*Problem to work on*.
From the line containing "adaptive-precision regime* than" down to the line containing "Both languages, each" in the records below, reproduce every line exactly, ends included, and omit all others.

*Extracted records*.

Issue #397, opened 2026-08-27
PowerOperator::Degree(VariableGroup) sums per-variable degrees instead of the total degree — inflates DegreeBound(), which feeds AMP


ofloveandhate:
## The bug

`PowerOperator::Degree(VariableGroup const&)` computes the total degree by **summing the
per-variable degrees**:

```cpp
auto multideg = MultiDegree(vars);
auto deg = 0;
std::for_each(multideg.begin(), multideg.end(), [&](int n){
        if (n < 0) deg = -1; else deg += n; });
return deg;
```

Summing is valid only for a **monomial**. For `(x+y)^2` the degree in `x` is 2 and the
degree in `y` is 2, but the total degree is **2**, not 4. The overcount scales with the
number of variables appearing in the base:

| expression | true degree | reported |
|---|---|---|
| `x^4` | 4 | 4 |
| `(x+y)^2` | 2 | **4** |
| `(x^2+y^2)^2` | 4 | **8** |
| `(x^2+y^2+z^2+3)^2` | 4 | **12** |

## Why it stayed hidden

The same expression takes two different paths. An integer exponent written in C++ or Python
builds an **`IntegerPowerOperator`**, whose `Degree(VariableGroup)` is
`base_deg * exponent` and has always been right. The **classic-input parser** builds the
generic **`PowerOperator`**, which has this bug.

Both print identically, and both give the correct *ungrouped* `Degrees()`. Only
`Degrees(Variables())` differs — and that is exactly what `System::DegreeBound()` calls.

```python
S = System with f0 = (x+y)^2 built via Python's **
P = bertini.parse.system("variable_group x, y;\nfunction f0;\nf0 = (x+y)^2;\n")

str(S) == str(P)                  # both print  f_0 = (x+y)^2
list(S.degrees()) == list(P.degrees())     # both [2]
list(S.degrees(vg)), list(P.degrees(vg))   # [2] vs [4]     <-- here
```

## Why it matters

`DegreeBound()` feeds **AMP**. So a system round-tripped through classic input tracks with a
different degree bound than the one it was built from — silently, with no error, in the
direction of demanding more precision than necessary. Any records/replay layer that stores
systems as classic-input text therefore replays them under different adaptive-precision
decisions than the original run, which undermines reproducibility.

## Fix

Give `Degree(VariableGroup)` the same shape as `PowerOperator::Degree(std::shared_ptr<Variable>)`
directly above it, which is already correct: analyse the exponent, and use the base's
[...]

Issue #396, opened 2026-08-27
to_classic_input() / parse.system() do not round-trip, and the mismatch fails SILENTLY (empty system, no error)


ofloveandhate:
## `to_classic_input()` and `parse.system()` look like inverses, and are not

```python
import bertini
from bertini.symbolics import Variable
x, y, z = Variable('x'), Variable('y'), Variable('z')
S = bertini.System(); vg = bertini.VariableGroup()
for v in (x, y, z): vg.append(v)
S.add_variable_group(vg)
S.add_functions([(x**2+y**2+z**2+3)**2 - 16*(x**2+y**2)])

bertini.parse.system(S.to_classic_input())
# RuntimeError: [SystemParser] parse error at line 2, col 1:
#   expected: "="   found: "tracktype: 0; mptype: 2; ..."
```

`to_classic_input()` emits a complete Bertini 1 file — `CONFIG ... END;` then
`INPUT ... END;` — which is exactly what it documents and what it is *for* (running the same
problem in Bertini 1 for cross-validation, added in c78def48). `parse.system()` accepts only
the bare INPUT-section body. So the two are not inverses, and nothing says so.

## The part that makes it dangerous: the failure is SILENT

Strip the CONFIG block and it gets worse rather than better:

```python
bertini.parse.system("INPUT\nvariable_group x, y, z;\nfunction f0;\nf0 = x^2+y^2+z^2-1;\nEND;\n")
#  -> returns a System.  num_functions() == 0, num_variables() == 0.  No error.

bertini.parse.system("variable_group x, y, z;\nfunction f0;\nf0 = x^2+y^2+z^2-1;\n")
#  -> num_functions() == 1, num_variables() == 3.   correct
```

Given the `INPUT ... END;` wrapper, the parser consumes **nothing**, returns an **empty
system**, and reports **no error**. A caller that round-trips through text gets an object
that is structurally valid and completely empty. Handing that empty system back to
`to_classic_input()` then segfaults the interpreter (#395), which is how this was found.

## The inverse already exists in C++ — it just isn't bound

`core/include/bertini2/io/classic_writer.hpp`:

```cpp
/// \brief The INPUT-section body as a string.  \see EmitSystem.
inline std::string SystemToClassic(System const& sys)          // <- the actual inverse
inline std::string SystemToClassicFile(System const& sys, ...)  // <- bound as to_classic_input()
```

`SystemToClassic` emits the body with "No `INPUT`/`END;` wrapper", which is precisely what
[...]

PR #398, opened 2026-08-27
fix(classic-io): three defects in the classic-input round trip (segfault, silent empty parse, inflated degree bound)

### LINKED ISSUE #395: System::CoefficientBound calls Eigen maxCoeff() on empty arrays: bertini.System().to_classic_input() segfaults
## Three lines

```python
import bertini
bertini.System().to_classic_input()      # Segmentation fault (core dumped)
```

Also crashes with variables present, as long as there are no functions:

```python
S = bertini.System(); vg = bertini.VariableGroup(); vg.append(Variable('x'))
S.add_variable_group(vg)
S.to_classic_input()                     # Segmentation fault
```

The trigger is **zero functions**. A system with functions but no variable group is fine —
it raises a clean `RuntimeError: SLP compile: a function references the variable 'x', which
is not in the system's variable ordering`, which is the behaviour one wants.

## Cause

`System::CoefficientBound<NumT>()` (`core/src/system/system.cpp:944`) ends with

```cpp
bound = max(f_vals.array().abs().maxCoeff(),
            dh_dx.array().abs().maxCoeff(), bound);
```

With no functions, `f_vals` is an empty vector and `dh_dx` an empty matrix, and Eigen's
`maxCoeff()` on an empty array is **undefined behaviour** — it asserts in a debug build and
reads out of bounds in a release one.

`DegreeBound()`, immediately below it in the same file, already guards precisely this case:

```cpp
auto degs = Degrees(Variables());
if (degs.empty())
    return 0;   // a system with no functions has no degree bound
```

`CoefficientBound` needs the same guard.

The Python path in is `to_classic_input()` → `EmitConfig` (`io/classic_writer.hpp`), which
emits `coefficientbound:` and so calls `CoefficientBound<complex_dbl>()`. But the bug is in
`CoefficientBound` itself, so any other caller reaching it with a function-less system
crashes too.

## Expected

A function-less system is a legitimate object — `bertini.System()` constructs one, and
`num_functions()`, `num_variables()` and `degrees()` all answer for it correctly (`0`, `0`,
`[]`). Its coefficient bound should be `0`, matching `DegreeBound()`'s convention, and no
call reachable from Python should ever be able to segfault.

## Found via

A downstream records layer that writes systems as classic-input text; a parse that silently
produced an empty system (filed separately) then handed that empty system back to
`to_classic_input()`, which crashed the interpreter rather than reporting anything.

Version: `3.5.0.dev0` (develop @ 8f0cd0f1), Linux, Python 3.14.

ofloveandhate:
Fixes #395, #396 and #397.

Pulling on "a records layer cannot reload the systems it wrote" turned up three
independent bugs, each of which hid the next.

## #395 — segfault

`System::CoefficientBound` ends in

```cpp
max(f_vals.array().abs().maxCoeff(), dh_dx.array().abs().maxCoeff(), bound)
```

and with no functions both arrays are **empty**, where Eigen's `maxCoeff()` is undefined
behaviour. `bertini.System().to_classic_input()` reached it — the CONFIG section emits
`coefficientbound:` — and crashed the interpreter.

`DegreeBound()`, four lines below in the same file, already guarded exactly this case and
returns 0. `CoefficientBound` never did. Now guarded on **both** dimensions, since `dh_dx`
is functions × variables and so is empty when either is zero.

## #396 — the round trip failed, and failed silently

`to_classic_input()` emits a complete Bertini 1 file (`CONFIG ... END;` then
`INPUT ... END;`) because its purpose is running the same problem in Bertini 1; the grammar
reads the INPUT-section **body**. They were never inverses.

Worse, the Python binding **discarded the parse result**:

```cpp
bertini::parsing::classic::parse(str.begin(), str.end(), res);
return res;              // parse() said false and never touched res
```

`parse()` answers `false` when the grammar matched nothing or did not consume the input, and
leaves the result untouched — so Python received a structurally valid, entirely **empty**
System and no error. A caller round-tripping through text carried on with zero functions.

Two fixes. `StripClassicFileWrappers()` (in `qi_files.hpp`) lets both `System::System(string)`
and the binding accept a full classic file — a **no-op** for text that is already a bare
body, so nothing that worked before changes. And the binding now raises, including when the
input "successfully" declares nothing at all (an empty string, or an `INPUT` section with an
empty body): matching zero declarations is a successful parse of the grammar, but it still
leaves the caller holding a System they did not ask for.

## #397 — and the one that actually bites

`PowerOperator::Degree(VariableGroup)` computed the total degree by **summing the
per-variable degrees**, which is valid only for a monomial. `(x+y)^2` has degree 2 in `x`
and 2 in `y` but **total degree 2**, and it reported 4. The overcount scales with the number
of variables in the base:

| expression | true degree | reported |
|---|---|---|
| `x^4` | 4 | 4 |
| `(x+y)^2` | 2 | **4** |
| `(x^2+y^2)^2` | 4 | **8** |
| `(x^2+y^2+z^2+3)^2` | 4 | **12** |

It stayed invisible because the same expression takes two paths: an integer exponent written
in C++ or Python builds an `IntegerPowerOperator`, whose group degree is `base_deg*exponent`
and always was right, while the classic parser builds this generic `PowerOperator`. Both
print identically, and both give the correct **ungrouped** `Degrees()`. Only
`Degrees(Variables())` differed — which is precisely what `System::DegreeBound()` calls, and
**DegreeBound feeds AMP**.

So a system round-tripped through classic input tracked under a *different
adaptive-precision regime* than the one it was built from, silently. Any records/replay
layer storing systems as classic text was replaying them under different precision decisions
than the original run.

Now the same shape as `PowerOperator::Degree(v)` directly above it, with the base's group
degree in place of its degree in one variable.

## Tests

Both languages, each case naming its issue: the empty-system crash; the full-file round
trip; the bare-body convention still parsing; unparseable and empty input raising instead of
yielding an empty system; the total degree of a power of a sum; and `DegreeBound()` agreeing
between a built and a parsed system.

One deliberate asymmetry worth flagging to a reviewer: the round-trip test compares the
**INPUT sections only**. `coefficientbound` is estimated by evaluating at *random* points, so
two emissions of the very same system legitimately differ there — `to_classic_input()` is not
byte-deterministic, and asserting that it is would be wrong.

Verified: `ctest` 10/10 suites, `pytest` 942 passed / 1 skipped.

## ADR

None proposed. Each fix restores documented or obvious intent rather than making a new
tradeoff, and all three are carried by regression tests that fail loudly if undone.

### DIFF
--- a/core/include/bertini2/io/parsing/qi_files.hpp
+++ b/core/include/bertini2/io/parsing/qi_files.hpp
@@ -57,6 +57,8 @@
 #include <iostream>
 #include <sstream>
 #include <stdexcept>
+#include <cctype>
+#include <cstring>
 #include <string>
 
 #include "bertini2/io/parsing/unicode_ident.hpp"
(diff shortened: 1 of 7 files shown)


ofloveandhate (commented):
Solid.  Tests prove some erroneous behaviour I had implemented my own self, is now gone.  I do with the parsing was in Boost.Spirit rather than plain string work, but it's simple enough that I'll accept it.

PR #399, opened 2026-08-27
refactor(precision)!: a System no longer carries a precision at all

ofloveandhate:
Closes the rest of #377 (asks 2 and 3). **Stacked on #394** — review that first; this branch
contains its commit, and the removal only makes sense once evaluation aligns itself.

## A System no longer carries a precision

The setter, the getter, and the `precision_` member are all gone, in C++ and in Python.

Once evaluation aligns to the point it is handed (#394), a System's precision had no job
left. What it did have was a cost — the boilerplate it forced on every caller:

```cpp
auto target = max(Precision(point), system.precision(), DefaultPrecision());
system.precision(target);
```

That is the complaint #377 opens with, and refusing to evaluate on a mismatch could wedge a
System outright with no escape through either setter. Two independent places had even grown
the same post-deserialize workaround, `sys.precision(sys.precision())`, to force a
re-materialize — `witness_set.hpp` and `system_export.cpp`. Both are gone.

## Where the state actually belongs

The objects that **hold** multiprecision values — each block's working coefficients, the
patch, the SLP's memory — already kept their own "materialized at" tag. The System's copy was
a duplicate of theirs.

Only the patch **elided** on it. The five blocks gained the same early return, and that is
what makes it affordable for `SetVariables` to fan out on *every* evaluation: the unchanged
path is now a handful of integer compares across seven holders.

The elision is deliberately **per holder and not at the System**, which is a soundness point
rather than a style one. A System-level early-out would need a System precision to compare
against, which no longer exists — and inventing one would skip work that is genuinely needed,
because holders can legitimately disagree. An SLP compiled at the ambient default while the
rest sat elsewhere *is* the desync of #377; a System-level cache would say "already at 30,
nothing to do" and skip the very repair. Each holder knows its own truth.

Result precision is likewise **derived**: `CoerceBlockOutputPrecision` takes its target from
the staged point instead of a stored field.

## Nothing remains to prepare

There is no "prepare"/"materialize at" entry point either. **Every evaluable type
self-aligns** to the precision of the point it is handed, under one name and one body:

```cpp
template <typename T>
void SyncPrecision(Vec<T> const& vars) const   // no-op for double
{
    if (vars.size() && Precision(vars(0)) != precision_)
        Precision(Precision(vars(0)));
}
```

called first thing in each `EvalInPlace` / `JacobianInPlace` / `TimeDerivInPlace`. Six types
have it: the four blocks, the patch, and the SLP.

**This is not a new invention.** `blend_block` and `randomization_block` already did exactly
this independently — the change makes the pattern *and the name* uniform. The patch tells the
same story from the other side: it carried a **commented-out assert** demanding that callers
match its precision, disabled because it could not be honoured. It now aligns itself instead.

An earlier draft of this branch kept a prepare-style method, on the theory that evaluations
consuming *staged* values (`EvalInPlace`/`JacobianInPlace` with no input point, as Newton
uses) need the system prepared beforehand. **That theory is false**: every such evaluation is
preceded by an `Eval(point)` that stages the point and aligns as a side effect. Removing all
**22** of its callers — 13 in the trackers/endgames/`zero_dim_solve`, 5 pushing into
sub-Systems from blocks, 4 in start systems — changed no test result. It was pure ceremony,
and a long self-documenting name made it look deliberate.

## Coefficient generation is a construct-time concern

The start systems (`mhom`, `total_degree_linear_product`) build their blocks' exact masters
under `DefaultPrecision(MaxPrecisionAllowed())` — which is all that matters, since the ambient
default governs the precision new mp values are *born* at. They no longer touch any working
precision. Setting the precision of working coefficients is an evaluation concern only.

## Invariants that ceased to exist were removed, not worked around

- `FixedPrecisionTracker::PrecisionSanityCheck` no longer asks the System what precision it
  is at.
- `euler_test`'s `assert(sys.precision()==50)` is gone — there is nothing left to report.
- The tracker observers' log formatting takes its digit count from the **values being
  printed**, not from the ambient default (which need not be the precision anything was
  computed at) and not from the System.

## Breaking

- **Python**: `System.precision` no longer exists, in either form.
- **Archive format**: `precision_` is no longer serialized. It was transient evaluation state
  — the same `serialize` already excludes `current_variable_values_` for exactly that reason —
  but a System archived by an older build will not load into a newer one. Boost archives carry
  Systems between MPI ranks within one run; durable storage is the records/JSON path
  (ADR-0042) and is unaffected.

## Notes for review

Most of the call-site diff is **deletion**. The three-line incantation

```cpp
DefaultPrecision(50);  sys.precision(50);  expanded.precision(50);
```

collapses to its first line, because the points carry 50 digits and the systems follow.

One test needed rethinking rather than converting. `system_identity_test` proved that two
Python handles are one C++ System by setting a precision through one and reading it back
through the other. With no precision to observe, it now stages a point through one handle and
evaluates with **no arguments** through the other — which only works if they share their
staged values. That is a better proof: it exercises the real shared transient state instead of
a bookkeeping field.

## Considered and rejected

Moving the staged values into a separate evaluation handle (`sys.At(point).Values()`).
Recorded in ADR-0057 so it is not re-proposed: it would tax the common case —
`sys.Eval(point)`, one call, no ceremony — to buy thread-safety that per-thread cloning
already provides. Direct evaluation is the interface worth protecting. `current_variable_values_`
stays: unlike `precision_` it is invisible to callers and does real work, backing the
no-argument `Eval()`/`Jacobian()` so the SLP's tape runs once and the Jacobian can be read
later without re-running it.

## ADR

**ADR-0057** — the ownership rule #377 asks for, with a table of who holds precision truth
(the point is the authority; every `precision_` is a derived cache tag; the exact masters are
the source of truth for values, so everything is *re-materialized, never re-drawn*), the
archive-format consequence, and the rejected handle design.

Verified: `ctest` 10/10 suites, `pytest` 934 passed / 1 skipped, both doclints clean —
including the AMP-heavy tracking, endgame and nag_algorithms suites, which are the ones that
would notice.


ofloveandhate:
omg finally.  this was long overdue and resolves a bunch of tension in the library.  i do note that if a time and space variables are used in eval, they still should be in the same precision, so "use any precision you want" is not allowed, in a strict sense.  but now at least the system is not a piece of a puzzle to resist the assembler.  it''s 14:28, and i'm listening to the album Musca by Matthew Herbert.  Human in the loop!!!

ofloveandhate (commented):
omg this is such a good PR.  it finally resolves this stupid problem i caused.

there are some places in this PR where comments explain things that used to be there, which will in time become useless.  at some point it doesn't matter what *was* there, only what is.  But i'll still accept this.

*Task result*.
adaptive-precision regime* than the one it was built from, silently. Any records/replay
layer storing systems as classic text was replaying them under different precision decisions
than the original run.

Now the same shape as `PowerOperator::Degree(v)` directly above it, with the base's group
degree in place of its degree in one variable.

## Tests

Both languages, each case naming its issue: the empty-system crash; the full-file round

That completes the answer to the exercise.